以往非常珍贵的布哈拉和克什米尔呈贡的藏红花,此时都没人理会。因为人们看到了大将军哲别和速不台从钦察草原和克里米亚威尼斯人客栈里抢来的安息香精和光彩四溢的琉璃,波斯的茉莉花香料和从波斯转运来的阿拉伯生产的优质靛蓝颜料更是深受喜爱蓝色和香味的蒙古贵族女人的青睐;来自畏吾儿的黄金佛像、纯金佛龛,来自西方的紫金制品、欧洲工匠精心雕琢的银制品,似乎取之不尽、拿之不竭……

从金朝与西夏抢来的玉器和瓷器,似乎不大受黄金家族的重视。在铁木真,不,在窝阔台的金库里,这些精美绝伦的东西被随意堆放着,有些已经磕破了边儿,有些干脆完全破碎了……也是啊,某件珍宝放在珍宝堆里,又算得了什么呢?作为“马背上的民族”的蒙古人,祖祖辈辈习惯了茹毛饮血的生活,即使当时在中原某个宫城里对这些器件爱不释手,这些瓷器和陶器对他们也是百无一用。

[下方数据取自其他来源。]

PR #123, opened 2016-05-03
FALCON-1931 : Adding multiCluster tag for Multiple Cluster scenarios

muraliramasami:
In the regression test suite, there are lot of places multiCluster annotation has been defined to denote it uses multiple cluster. It is very useful annotation since we require additional cluster and setup to test the test case . Some of the major test cases such as feed replication and Hive DR are missing this annotation.

### DIFF
--- a/falcon-regression/merlin/src/test/java/org/apache/falcon/regression/hcat/HCatFeedOperationsTest.java
+++ b/falcon-regression/merlin/src/test/java/org/apache/falcon/regression/hcat/HCatFeedOperationsTest.java
@@ -119,7 +119,7 @@ public class HCatFeedOperationsTest extends BaseTestClass {
      *
      * @throws Exception
      */
-    @Test(groups = {"singleCluster"})
+    @Test(groups = {"multiCluster"})
     public void submitFeedWhenTableDoesNotExist() throws Exception {
         Bundle.submitCluster(bundles[1]);
         feed = bundles[1].getInputFeedFromBundle();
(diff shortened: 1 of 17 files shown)


falcon-regression/merlin/src/test/java/org/apache/falcon/regression/hcat/HCatFeedOperationsTest.java
```diff
@@ -119,7 +119,7 @@ public void tearDownClass() throws IOException {
      *
      * @throws Exception
      */
-    @Test(groups = {"singleCluster"})
+    @Test(groups = {"multiCluster"})
```
raghavgautam: Why is this a multiCluster test ?

raghavgautam:
@muraliramasami Please answer the question rest everything looks good.

falcon-regression/merlin/src/test/java/org/apache/falcon/regression/hcat/HCatFeedOperationsTest.java
muraliramasami: @raghavgautam  submitFeedWhenTableDoesNotExist uses second cluster information to submit the feed. Since we are separating the execution of single vs multi cluster test cases, this will come under multiCluster tag.

muraliramasami:
@raghavgautam  Thank you for reviewing the code.

raghavgautam:
👍

PR #124, opened 2016-05-03
FALCON-1932 Extension CLI should support common options

yzheng-hortonworks:
Tested CLI command with common options.

### DIFF
--- a/cli/src/main/java/org/apache/falcon/cli/FalconExtensionCLI.java
+++ b/cli/src/main/java/org/apache/falcon/cli/FalconExtensionCLI.java
@@ -167,6 +167,10 @@ public class FalconExtensionCLI {
         group.addOption(delete);
         extensionOptions.addOptionGroup(group);
 
+        Option url = new Option(FalconCLIConstants.URL_OPTION, true, "Falcon URL");
+        Option doAs = new Option(FalconCLIConstants.DO_AS_OPT, true, "doAs user");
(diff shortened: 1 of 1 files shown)


bvellanki:
+1

yzheng-hortonworks:
@sowmyaramesh To follow up with our talk, our current CLI framework doesn't check whether an option is used in a command or not, i.e. they are all optional. In other words, whether I add an option or not doesn't change your extension repository results, if you don't use these options. For example, "bin/falcon extension -enumerate -url http://localhost:15000 -d -ddd " gives the same result as "bin/falcon extension -enumerate -url http://localhost:15000".

This resembles with REST api design, i.e. it won't throw error if user pass an unrecognized parameter. Hope this resolves your concern.

If you want to be able to throw error for unsupported options, you need to change our CLI framework.

sowmyaramesh:
@yzheng-hortonworks : There are two ways of handling it.
1> Instead of adding by default to Extension CLI it can be added only to commands which honor it. That way by default if unsupported option is passed it will throw exception. This is how it is handled today in the code
2> Other way is to handle in specific commands

As your code is in accordance with the current design I will give a ship ti. We can revisit this if required in the future. Thanks!

sowmyaramesh:
+1

yzheng-hortonworks:
Thanks @sowmyaramesh . Yes, and this would be a lot of work, since every CLI command only validates required parameters but not unsupported ones. We need to change every CLI command to make it happen.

瓷器和陶器,也是窝阔台最想让部众拿走的,一来他觉得根本没有用处,二来他还嫌占地方。于是,他振臂高呼:“谁有力气,就把这些东西都拿去!”

倒是那些突厥人中精明的穆斯林,纷纷跑了过来,他们知道这里的任何一件瓷器和陶器,在他们遥远的故土都是价值连城的宝物。

在场的所有人都得到了想要的东西,现场人声鼎沸。他们高喊着对窝阔台的溢美之词,忘却了刚打开金库时的腼腆与羞涩。他们已经从一开始时的争抢与炫耀中冷静下来,认真地比选着精美丝绸制作的衣服,盘算着还有什么更好的黄金珠宝可以带给远方征战的子弟。

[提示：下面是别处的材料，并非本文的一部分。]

PR #127, opened 2016-05-05
FALCON-1085 Support Cluster entity updates in Falcon Server

bvellanki:
Added basic documentation, https://issues.apache.org/jira/browse/FALCON-1937 will contain detailed documentation.

### DIFF
--- a/common/src/main/java/org/apache/falcon/entity/ClusterHelper.java
+++ b/common/src/main/java/org/apache/falcon/entity/ClusterHelper.java
@@ -32,6 +32,8 @@ import org.apache.falcon.hadoop.HadoopClientFactory;
 import org.apache.falcon.security.SecurityUtil;
 import org.apache.hadoop.conf.Configuration;
 import org.apache.hadoop.fs.Path;
+import org.slf4j.Logger;
+import org.slf4j.LoggerFactory;
 
 import java.util.HashMap;
 import java.util.List;
@@ -45,7 +47,7 @@ public final class ClusterHelper {
     public static final String WORKINGDIR = "working";
     public static final String NO_USER_BROKER_URL = "NA";
     public static final String EMPTY_DIR_NAME = "EMPTY_DIR_DONT_DELETE";
-
+    private static final Logger LOG = LoggerFactory.getLogger(ClusterHelper.class);
 
     private ClusterHelper() {
     }
@@ -123,6 +125,9 @@ public final class ClusterHelper {
     }
 
     public static Interface getInterface(Cluster cluster, Interfacetype type) {
+        if (cluster.getInterfaces() == null) {
+            return null;
+        }
         for (Interface interf : cluster.getInterfaces().getInterfaces()) {
             if (interf.getType() == type) {
                 return interf;
@@ -143,6 +148,9 @@ public final class ClusterHelper {
 
 
     public static Location getLocation(Cluster cluster, ClusterLocationType clusterLocationType) {
+        if (cluster.getLocations() == null) {
+            return null;
+        }
         for (Location loc : cluster.getLocations().getLocations()) {
             if (loc.getName().equals(clusterLocationType)) {
                 return loc;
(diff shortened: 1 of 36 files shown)


webapp/src/test/java/org/apache/falcon/cli/FalconClusterUpdateCLIIT.java
```diff
@@ -0,0 +1,141 @@
...
+        TestContext.deleteEntitiesFromStore();
+    }
+
+
+    public void testUpdateClusterCommands() throws Exception {
+
+        FalconCLI.OUT.set(stream);
+
+        String filePath;
+        TestContext context = new TestContext();
```
peeyushb: "context" has been defined again but it is defined as attribute already.

webapp/src/test/java/org/apache/falcon/cli/FalconClusterUpdateCLIIT.java
```diff
@@ -0,0 +1,141 @@
...
+        Map<String, String> overlay = context.getUniqueOverlay();
```
peeyushb: "overlay" is declared as attribute already.

prism/src/main/java/org/apache/falcon/resource/AbstractEntityManager.java
```diff
@@ -359,6 +364,80 @@ protected APIResult update(Entity newEntity, String type, String entityName, Boo
...
+     *
+     * @param clusterName   Name of cluster
+     * @param colo colo
+     * @param skipDryRun Skip dry run during update if set to true
+     * @return APIResult
+     */
+    public APIResult updateClusterDependents(String clusterName, String colo, Boolean skipDryRun) {
+        checkColo(colo);
+        try {
+            verifySafemodeOperation(null, EntityUtil.ENTITY_OPERATION.UPDATE_CLUSTER_DEPENDENTS);
```
vrangan: Shouldn't the entityType be a valid entity type?

bvellanki: The operation is being performed on either Feed or Process entities. But the actual entity type should not matter for the operation, Hence sending null.

vrangan:
I am giving +1 with the following comments:   Let us fix the minor verifySafemode argument fix so that we are future proof
Let us add JIRA to add versions to other entities.   We initially wanted to have internal managed versions but having exposed them in cluster entity, we should do for others.

common/src/main/java/org/apache/falcon/entity/ClusterHelper.java
```diff
@@ -211,4 +219,55 @@ public static String getEmptyDir(Cluster cluster) {
...
+            for (Property prop : oldEntity.getProperties().getProperties()) {
+                oldProps.put(prop.getName(), prop.getValue());
+            }
+        }
+        if (newEntity.getProperties() != null) {
+            for (Property prop : newEntity.getProperties().getProperties()) {
+                newProps.put(prop.getName(), prop.getValue());
+            }
+        }
+
```
yzheng-hortonworks: Better to add a function to return properties of a cluster, as what you did for location and interface.

common/src/main/java/org/apache/falcon/entity/ClusterHelper.java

又有一些东西被奴隶搬出来了,成箱的纺织品,织有欧洲和中亚风格的图案,那些不知产自哪里的象牙被蒙古人随意丢弃,珍珠是大把大把的,有些是纯白色的,有些有一点儿淡淡的灰。金质、银质的器物,造型还真别致。为了那产自山西南部解池的精选盐巴,好几个蒙古彪形大汉厮打起来。

不过,蒙古人最喜欢的也是争抢最为激烈的,还是那些弓弩、刀剑、枪矛和箭镞了。有些缴获自中亚王廷的弓弩,上边雕刻着精美的花纹。有些来自中原的刀剑的把上,还镶嵌着宝石。

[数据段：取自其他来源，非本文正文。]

PR #128, opened 2016-05-06
FALCON-1935 Falcon fails to start with default startup.properties

PraveenAdlakha:
…nJPAService fails)


src/conf/statestore.properties
```diff
@@ -44,5 +42,22 @@
...
+*.falcon.statestore.pool.max.active.conn=10
+*.falcon.statestore.connection.properties=
+# Indicates the interval (in milliseconds) between eviction runs.
+*.falcon.statestore.validate.db.connection.eviction.interval=300000
+# The number of objects to examine during each run of the idle object evictor thread.
+*.falcon.statestore.validate.db.connection.eviction.num=10
+# Creates Falcon DB.
+# If set to true, it creates the DB schema if it does not exist. If the DB schema exists is a NOP.
+# If set to false, it does not create the DB schema. If the DB schema does not exist it fails start up.
+*.falcon.statestore.create.db.schema=true
```
pavankumar526: Make it false

src/conf/statestore.properties
```diff
@@ -16,14 +16,12 @@
 # limitations under the License.
 #
 
-*.domain=${falcon.app.type}
+*.domain=debug
```
sandeepSamudrala: why is this being changed?

PraveenAdlakha: @sandeepSamudrala  : The statestore.properties in schedule is set to debug mode by default. Thats why I changed it here.

bvellanki:
👍 thanks @PraveenAdlakha, I will commit this if there are no further comments.

yzheng-hortonworks:
+1. Thank you for addressing this, @PraveenAdlakha . Verified that this error fixed. However, I still got another error when it tries to create a directory for Derby DB (see below). Could you make the default setting work without extra Derby configuration (i.e. user can start Falcon without setting up Derby DB themselves)? One example is the embedded ActiveMQ server which we provide by default.

Caused by: ERROR XBM0H: Directory /usr/hdp/2.4.0.0-169/falcon-0.10-SNAPSHOT/target/test-data/data.db cannot be created.
	at org.apache.derby.iapi.error.StandardException.newException(Unknown Source)
	at org.apache.derby.iapi.error.StandardException.newException(Unknown Source)
	at org.apache.derby.impl.services.monitor.StorageFactoryService$10.run(Unknown Source)
	at java.security.AccessController.doPrivileged(Native Method)
	at org.apache.derby.impl.services.monitor.StorageFactoryService.createServiceRoot(Unknown Source)
	at org.apache.derby.impl.services.monitor.BaseMonitor.bootService(Unknown Source)
	at org.apache.derby.impl.services.monitor.BaseMonitor.createPersistentService(Unknown Source)
	at org.apache.derby.impl.services.monitor.FileMonitor.createPersistentService(Unknown Source)
	at org.apache.derby.iapi.services.monitor.Monitor.createPersistentService(Unknown Source)
	... 45 more

PraveenAdlakha:
@yzheng-hortonworks : I have figured out the issue why the exceptions are coming will remove FalconJPAService and FeedSLAMonitoritng from startup.properties as they are interdependent and we donot need both of them at the startup.Will add the required documentation how to enable the FeedSLAMonitring in a twiki.

yzheng-hortonworks:
Thank you, @PraveenAdlakha .

src/conf/statestore.properties
```diff
@@ -44,5 +44,7 @@
 ## Creates Falcon DB.
 ## If set to true, it creates the DB schema if it does not exist. If the DB schema exists is a NOP.
 ## If set to false, it does not create the DB schema. If the DB schema does not exist it fails start up.
-## In production environments it is recommended not to change this property,create schema using tool provided by falcon.
-#*.falcon.statestore.create.db.schema=false
+#*.falcon.statestore.create.db.schema=true
```
pavankumar526: Make it false as default and make it 1

pavankumar526:
+1 looks good.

蒙古人生活中最珍爱的莫过于马了,只是这次的即位仪式上,又多了不少被窝阔台喜欢的骆驼。

牲口被早早起来的蒙古人洗刷得干干净净,有些家族在太阳升起前,还为自家的马匹举行了萨满教的仪式。

马和骆驼都穿上了节日的盛装,金库里巨大的丝绸宝藏,很多都拿来用作马和骆驼身上的饰物。马髻上也缀满了金银首饰,其主人甚至不知道那些首饰在遥远的长江、阿姆河或者美索不达米亚平原是价值连城的宝贝。一些蒙古贵族的战马身上,光是金饰的重量,就达两公斤!

窝阔台还是不大习惯汉人和契丹人为他设计的宫室。

黄昏,他命人把地毯在哈拉和林郊区铺开了,绵延数里,地毯两侧的蒙古包都披金戴银,极尽豪华亮丽之能事。

居于高地中央的大蒙古包,远远看去,就像巨大的山体,它足以容纳三千人,天幕周围是坚固的木墙隔栅,四周墙壁上是来自世界各地的艺术家精彩的绘画座屏。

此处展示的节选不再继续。